Activity -> Only a slice of the listing below is wanted. Retype the lines from the one containing "Domain.Types.IntegratedBPPConfig as DIBC" through the one containing "Hedis.get (tktSlNoRedisKey riderId)", exactly, both ends included.

-- Data records follows --

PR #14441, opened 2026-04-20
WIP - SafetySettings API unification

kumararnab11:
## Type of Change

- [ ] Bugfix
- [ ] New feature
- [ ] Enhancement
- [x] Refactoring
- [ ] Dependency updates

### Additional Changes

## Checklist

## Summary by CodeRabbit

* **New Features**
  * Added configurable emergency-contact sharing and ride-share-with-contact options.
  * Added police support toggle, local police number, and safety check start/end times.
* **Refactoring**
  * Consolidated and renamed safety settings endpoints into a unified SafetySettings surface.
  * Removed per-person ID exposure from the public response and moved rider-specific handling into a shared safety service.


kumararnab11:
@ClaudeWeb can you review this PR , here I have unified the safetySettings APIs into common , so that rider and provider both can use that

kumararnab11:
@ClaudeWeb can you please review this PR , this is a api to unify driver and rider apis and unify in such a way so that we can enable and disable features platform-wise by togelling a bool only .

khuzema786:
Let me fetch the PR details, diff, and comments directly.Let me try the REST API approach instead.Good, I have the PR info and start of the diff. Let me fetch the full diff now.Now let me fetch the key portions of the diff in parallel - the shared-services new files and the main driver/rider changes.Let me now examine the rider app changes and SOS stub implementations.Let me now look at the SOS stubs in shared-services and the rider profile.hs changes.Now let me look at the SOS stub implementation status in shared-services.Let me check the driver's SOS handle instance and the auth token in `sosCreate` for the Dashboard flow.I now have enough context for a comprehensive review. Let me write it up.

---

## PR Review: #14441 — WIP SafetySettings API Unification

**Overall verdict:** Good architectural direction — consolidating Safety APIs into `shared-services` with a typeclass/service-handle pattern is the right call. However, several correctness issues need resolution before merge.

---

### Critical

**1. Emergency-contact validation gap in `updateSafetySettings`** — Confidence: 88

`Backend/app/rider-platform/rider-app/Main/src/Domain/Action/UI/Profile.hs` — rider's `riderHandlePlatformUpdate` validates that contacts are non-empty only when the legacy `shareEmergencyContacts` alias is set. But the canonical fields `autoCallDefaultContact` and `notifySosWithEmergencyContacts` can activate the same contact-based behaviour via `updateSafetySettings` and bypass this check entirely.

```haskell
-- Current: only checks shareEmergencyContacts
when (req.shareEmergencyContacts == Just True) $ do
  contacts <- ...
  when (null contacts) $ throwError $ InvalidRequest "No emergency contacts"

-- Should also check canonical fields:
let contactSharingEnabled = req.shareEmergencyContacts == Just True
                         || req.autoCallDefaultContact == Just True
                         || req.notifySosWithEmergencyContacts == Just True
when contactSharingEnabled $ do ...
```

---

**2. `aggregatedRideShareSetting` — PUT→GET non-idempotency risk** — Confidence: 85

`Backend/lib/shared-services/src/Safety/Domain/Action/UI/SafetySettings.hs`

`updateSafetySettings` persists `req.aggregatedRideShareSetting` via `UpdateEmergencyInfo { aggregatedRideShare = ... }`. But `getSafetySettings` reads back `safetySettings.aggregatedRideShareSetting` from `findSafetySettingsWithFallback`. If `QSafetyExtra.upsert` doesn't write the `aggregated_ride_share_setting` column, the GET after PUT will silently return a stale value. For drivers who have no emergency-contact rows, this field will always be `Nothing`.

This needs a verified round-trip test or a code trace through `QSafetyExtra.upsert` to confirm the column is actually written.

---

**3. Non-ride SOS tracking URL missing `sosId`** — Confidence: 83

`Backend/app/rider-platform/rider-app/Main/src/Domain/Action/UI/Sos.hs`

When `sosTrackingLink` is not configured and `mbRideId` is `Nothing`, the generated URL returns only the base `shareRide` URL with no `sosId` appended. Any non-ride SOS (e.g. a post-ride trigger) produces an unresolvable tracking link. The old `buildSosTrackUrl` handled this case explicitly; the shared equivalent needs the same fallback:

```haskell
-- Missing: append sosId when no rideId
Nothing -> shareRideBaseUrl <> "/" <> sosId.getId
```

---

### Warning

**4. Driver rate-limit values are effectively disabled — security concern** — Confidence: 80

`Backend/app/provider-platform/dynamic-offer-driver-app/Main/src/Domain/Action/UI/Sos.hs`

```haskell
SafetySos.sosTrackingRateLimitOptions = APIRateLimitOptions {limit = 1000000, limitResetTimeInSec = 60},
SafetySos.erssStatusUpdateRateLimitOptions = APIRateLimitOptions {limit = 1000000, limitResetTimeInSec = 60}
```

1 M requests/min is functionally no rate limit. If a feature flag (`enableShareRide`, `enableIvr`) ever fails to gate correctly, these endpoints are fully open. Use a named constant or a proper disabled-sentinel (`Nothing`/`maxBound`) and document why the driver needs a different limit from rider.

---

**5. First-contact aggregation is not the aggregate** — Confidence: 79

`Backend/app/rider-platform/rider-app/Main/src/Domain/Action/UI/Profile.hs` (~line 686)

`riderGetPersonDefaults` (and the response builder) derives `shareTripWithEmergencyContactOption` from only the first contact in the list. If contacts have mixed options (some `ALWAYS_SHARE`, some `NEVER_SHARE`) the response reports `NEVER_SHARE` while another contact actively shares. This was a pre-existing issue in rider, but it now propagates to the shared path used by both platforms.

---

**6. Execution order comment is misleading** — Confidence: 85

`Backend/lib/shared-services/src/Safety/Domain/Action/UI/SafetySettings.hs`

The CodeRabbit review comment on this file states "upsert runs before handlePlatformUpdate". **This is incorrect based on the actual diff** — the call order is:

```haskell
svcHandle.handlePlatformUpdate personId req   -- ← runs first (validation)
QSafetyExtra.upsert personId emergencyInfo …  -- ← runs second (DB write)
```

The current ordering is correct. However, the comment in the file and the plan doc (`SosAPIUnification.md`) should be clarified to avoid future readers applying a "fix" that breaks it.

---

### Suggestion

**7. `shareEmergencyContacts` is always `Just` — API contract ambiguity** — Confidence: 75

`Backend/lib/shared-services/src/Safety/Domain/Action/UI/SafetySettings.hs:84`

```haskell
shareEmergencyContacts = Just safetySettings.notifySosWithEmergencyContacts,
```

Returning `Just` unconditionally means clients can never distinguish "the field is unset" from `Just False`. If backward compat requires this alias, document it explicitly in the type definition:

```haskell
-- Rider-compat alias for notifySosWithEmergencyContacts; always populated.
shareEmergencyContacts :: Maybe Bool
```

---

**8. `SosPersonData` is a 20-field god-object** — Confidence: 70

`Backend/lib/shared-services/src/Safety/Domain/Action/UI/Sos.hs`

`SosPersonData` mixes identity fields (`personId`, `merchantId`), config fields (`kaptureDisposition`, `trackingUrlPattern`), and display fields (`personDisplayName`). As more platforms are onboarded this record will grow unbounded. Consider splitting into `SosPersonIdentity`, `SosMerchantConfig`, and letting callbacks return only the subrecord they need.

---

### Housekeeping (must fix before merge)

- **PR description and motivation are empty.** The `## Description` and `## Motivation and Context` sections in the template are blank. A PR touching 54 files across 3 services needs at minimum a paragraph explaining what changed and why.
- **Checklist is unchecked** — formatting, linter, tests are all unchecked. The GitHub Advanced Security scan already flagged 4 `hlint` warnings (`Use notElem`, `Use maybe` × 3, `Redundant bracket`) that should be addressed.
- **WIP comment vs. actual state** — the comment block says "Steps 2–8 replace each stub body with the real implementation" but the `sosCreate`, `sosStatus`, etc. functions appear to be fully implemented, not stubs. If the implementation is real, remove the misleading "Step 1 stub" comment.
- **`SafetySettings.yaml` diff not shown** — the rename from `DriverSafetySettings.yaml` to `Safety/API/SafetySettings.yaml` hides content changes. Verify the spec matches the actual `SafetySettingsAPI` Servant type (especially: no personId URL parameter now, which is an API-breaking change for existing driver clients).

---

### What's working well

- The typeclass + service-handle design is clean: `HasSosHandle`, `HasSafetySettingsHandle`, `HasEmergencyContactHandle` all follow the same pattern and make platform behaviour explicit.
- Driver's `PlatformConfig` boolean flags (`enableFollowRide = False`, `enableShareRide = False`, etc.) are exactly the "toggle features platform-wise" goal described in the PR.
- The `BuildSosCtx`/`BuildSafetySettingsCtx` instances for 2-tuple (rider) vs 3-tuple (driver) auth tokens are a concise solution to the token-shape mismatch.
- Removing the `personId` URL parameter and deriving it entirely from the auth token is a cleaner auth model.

-- Data records concluded --
-- Data records follows --

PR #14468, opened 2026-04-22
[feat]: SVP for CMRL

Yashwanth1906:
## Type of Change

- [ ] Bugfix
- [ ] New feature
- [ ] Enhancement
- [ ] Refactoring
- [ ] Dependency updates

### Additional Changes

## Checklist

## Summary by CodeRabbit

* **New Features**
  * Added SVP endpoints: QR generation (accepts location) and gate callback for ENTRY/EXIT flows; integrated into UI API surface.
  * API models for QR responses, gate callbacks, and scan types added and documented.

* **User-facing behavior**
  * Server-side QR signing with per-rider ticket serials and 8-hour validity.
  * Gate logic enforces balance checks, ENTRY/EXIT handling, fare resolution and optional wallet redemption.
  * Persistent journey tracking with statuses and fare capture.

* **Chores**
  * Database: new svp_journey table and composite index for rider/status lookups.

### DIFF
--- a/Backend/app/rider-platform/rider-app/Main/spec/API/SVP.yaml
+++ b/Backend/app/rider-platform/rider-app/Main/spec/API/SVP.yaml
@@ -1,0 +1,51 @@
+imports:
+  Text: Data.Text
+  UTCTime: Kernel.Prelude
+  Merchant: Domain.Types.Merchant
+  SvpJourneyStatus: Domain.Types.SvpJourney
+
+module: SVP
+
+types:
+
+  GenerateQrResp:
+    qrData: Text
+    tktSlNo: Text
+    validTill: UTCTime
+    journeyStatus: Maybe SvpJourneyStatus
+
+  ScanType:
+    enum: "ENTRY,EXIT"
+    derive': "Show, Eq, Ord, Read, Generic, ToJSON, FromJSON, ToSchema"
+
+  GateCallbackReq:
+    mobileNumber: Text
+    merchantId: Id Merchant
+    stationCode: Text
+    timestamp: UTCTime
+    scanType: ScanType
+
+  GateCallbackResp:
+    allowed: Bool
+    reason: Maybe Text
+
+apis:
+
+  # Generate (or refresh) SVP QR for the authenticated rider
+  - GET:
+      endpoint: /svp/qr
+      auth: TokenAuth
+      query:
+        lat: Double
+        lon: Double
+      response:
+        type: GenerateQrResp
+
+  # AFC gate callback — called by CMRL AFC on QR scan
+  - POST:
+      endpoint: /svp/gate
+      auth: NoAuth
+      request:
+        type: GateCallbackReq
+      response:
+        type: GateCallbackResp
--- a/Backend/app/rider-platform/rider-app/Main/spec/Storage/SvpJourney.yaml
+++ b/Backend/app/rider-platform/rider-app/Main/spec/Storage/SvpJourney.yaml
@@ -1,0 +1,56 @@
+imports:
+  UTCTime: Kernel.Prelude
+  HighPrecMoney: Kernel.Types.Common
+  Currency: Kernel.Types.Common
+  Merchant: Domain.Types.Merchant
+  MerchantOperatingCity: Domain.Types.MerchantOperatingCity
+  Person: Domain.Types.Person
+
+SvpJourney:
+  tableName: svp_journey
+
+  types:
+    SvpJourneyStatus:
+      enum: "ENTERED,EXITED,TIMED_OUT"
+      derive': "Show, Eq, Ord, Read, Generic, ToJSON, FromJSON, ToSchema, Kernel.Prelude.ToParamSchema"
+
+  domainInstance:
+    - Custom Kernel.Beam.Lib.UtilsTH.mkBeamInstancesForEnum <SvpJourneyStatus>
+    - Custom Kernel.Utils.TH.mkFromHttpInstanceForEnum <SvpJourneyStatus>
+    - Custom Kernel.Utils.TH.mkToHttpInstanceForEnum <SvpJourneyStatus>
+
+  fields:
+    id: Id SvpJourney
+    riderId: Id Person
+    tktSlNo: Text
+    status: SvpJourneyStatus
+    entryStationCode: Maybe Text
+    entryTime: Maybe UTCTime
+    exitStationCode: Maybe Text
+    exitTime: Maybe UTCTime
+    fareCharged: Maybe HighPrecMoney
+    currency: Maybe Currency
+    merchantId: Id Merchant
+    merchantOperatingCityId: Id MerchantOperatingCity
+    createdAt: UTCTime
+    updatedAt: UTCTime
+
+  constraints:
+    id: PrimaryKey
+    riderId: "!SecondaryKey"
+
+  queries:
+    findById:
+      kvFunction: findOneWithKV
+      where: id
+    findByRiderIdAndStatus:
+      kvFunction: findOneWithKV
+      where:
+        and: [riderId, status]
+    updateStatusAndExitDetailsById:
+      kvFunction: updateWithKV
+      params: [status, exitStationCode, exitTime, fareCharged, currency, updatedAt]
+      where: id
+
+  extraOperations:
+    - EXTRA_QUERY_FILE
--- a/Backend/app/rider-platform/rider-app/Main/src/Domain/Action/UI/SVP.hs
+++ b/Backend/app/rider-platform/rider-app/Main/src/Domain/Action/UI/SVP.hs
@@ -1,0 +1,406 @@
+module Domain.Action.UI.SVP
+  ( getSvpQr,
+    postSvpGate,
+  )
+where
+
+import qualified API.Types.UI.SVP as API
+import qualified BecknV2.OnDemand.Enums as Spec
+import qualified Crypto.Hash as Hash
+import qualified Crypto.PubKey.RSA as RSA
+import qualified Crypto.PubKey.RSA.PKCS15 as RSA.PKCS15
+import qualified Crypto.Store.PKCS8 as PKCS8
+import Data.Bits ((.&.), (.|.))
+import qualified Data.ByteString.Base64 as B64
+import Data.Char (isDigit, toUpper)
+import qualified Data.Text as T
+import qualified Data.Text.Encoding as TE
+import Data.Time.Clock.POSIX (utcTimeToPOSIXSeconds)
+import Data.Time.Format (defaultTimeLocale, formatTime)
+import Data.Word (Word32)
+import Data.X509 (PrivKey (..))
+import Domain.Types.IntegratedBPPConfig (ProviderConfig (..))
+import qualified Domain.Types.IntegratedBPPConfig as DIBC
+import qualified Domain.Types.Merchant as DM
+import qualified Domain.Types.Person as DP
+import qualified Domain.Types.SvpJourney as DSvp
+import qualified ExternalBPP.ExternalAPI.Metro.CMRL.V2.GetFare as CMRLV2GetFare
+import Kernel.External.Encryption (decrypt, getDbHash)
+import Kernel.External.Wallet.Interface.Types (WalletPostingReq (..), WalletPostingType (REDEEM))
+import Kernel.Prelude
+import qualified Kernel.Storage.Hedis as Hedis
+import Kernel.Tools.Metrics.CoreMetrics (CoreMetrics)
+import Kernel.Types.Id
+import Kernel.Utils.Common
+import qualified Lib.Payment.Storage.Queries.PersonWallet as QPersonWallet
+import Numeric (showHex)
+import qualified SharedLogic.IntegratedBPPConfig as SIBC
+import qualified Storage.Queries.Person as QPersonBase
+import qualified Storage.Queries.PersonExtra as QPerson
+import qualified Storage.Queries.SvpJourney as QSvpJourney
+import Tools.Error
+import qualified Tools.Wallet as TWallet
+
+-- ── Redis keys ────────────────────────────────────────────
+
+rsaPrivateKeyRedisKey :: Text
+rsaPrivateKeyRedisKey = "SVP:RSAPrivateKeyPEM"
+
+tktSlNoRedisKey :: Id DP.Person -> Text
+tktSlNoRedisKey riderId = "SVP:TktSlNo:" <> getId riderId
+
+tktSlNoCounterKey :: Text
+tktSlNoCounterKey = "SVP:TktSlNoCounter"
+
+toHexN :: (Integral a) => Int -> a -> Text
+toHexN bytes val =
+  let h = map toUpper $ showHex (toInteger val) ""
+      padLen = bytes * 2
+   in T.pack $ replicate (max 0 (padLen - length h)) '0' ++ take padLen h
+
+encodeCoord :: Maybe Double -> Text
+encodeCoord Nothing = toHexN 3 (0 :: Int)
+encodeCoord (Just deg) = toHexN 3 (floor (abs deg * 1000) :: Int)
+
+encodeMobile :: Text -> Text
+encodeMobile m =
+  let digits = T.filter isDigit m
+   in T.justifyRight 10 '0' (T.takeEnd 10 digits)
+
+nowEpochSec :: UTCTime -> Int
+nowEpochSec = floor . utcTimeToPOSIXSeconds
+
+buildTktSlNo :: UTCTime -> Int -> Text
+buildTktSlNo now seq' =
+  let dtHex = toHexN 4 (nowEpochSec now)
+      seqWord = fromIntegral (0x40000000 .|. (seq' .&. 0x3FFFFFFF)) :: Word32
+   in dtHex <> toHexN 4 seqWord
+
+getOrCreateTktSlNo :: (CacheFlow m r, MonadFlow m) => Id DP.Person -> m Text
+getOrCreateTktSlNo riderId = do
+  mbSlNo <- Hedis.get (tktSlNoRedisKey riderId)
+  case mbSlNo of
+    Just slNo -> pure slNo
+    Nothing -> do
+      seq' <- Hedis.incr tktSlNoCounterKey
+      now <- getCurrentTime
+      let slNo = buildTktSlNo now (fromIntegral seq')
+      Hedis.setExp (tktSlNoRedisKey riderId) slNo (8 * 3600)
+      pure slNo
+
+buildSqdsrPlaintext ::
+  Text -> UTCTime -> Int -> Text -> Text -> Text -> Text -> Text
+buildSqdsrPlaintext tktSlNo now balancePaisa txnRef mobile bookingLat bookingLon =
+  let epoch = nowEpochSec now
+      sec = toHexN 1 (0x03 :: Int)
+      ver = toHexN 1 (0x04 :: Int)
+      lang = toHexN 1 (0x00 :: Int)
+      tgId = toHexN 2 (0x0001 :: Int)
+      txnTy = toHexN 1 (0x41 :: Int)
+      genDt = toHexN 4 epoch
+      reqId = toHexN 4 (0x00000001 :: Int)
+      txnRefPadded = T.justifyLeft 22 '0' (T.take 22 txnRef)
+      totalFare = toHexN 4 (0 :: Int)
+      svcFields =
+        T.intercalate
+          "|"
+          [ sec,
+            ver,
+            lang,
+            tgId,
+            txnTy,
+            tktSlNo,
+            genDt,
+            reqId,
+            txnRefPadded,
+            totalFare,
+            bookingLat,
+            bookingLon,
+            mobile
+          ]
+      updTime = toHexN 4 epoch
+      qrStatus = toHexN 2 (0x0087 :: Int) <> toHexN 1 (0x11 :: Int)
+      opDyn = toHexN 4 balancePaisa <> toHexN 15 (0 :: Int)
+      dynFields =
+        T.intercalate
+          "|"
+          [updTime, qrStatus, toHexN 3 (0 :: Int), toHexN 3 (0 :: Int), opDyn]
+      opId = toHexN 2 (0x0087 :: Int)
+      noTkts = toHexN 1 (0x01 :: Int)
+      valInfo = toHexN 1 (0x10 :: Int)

-- Data records concluded --

Answer for the task ->
+import qualified Domain.Types.IntegratedBPPConfig as DIBC
+import qualified Domain.Types.Merchant as DM
+import qualified Domain.Types.Person as DP
+import qualified Domain.Types.SvpJourney as DSvp
+import qualified ExternalBPP.ExternalAPI.Metro.CMRL.V2.GetFare as CMRLV2GetFare
+import Kernel.External.Encryption (decrypt, getDbHash)
+import Kernel.External.Wallet.Interface.Types (WalletPostingReq (..), WalletPostingType (REDEEM))
+import Kernel.Prelude
+import qualified Kernel.Storage.Hedis as Hedis
+import Kernel.Tools.Metrics.CoreMetrics (CoreMetrics)
+import Kernel.Types.Id
+import Kernel.Utils.Common
+import qualified Lib.Payment.Storage.Queries.PersonWallet as QPersonWallet
+import Numeric (showHex)
+import qualified SharedLogic.IntegratedBPPConfig as SIBC
+import qualified Storage.Queries.Person as QPersonBase
+import qualified Storage.Queries.PersonExtra as QPerson
+import qualified Storage.Queries.SvpJourney as QSvpJourney
+import Tools.Error
+import qualified Tools.Wallet as TWallet
+
+-- ── Redis keys ────────────────────────────────────────────
+
+rsaPrivateKeyRedisKey :: Text
+rsaPrivateKeyRedisKey = "SVP:RSAPrivateKeyPEM"
+
+tktSlNoRedisKey :: Id DP.Person -> Text
+tktSlNoRedisKey riderId = "SVP:TktSlNo:" <> getId riderId
+
+tktSlNoCounterKey :: Text
+tktSlNoCounterKey = "SVP:TktSlNoCounter"
+
+toHexN :: (Integral a) => Int -> a -> Text
+toHexN bytes val =
+  let h = map toUpper $ showHex (toInteger val) ""
+      padLen = bytes * 2
+   in T.pack $ replicate (max 0 (padLen - length h)) '0' ++ take padLen h
+
+encodeCoord :: Maybe Double -> Text
+encodeCoord Nothing = toHexN 3 (0 :: Int)
+encodeCoord (Just deg) = toHexN 3 (floor (abs deg * 1000) :: Int)
+
+encodeMobile :: Text -> Text
+encodeMobile m =
+  let digits = T.filter isDigit m
+   in T.justifyRight 10 '0' (T.takeEnd 10 digits)
+
+nowEpochSec :: UTCTime -> Int
+nowEpochSec = floor . utcTimeToPOSIXSeconds
+
+buildTktSlNo :: UTCTime -> Int -> Text
+buildTktSlNo now seq' =
+  let dtHex = toHexN 4 (nowEpochSec now)
+      seqWord = fromIntegral (0x40000000 .|. (seq' .&. 0x3FFFFFFF)) :: Word32
+   in dtHex <> toHexN 4 seqWord
+
+getOrCreateTktSlNo :: (CacheFlow m r, MonadFlow m) => Id DP.Person -> m Text
+getOrCreateTktSlNo riderId = do
+  mbSlNo <- Hedis.get (tktSlNoRedisKey riderId)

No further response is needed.